At the time, McBride also announced that due to weak UK sales, it was carrying out a strategic review of its UK operations, which it said was likely to lead to a significant restructuring of its activities and a reduction in capacity.
McBride said in a trading update Monday that it will restructure the group's activities, remove unprofitable business and reduce capacity in the UK in order to improve profitability, a move it said will make around a quarter of its employees within its UK business redundant and save around GBP12 million by June 2016.
"We will exit some business in non-core un-profitable categories, but our capacity to meet growth opportunities in our core categories remains unaffected," said Chief Executive Chris Bull in a statement Monday.
It said roughly 400 positions will be made redundant out of 1,600 employees that currently work within the UK business.

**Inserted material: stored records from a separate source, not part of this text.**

Issue #207, opened 2022-07-06
Back the system with a state machine


carolyncole:
I believe that adding a state machine gem like [AASM](https://github.com/aasm/aasm) will give us greater flexibility as the system gets more complex.

We utilized this gem in Approvals  to allow for complex state transitions with notifications (https://github.com/pulibrary/approvals/blob/16fec05410196bc3be689784c4a9e919a110102a/app/models/concerns/aasm_config.rb)

Of note to one of the current tickets is the logging at every state change: https://github.com/pulibrary/approvals/blob/16fec05410196bc3be689784c4a9e919a110102a/app/models/concerns/aasm_config.rb#L12

[Here](https://github.com/pulibrary/pdc_describe/blob/main/docs/work_states.md) is a document that describes all the desired work states.

hectorcorrea:
As you work on this ticket, keep this other ticket in mind: https://github.com/pulibrary/pdc_describe/issues/237

carolyncole:
Need to handle state transition errors:
![Screen Shot 2022-08-16 at 7 39 51 AM](https://user-images.githubusercontent.com/1599081/184870932-0eeb9b3e-aea5-4845-99a3-a64501b59308.png)

PR #281, opened 2022-08-12
Adding in the AASM gem and making the work have states

carolyncole:
refs #207

I do not think this completes the transition to states, as there is still a lot of information in before hooks around save, but it is a first step and everything is still working according to the tests.

### DIFF
--- a/Gemfile
+++ b/Gemfile
@@ -2,6 +2,7 @@
 source "https://rubygems.org"
 git_source(:github) { |repo| "https://github.com/#{repo}.git" }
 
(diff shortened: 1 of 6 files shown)


carolyncole:
I believe this document reflects the wished state of the system: #282.  It is fairly close to the current state of the system after this PR, but I think for the moment everything starts in Awaiting Approval and the Draft state is really not utilized.

Twade968 (approved):
Reviewed by Bess and Tyler together.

"Savings of around GBP12 million are expected to be delivered in full by June 2016 with around GBP3 million benefiting the financial year 2015. Associated cash implementation costs are expected to be around GBP14 million," the company said.

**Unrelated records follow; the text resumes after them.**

PR #285, opened 2022-08-12
Fixes bug in Edit form

### LINKED ISSUE #284: Edit error due to incorrect helper name
The Edit form throws an error when editing a work that has files attached to it. The issue is that the `_deposit_uploads_form.html.erb` is referencing a non-existing helper. It references `deposit_uploads` instead of `deposit_uploads_file_name. 

We fixed this the new submission form in PR https://github.com/pulibrary/pdc_describe/pull/283 but evidently we missed it for the Edit form.

hectorcorrea:
Fixes a bug in the form rendering when there are indeed files attached to a work. This similar to the fix that we did in PR https://github.com/pulibrary/pdc_describe/pull/283

Fixes #284 

I added a separate issue to update the tests (https://github.com/pulibrary/pdc_describe/issues/286) since that will take a bit more work and I did not want to keep production broken.

### DIFF
--- a/app/views/works/_deposit_uploads_form.html.erb
+++ b/app/views/works/_deposit_uploads_form.html.erb
@@ -21,7 +21,7 @@
                   <td>
                     <span>
                       <i class="bi bi-file-arrow-down"></i>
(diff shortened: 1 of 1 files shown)


hectorcorrea:
Here is an example (in staging) of a Work that already has files and that now it can be edited with this PR: https://pdc-describe-staging.princeton.edu/describe/works/66

bess (approved):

McBride said that it will book GBP6 million of goodwill impairment costs in the financial year just starting, as well as a number of other material one-off costs.
"Total exceptional charges will amount to around GBP37 million in FY14 and GBP7 million in FY15, including the impairment and final costs in relation to existing savings programmes," the company said.
Going forward, McBride said its expected underlying revenues to grow 2% in the financial year ahead, although it said that growth will be offset by the costs of restructuring its UK business.
"We are announcing a robust plan that will help restore our UK profitability," said Bull.
McBride said it will announced its full year results for the year ended June 30 on September 10.
McBride shares were down 0.8% at 94.75 pence at midday Monday.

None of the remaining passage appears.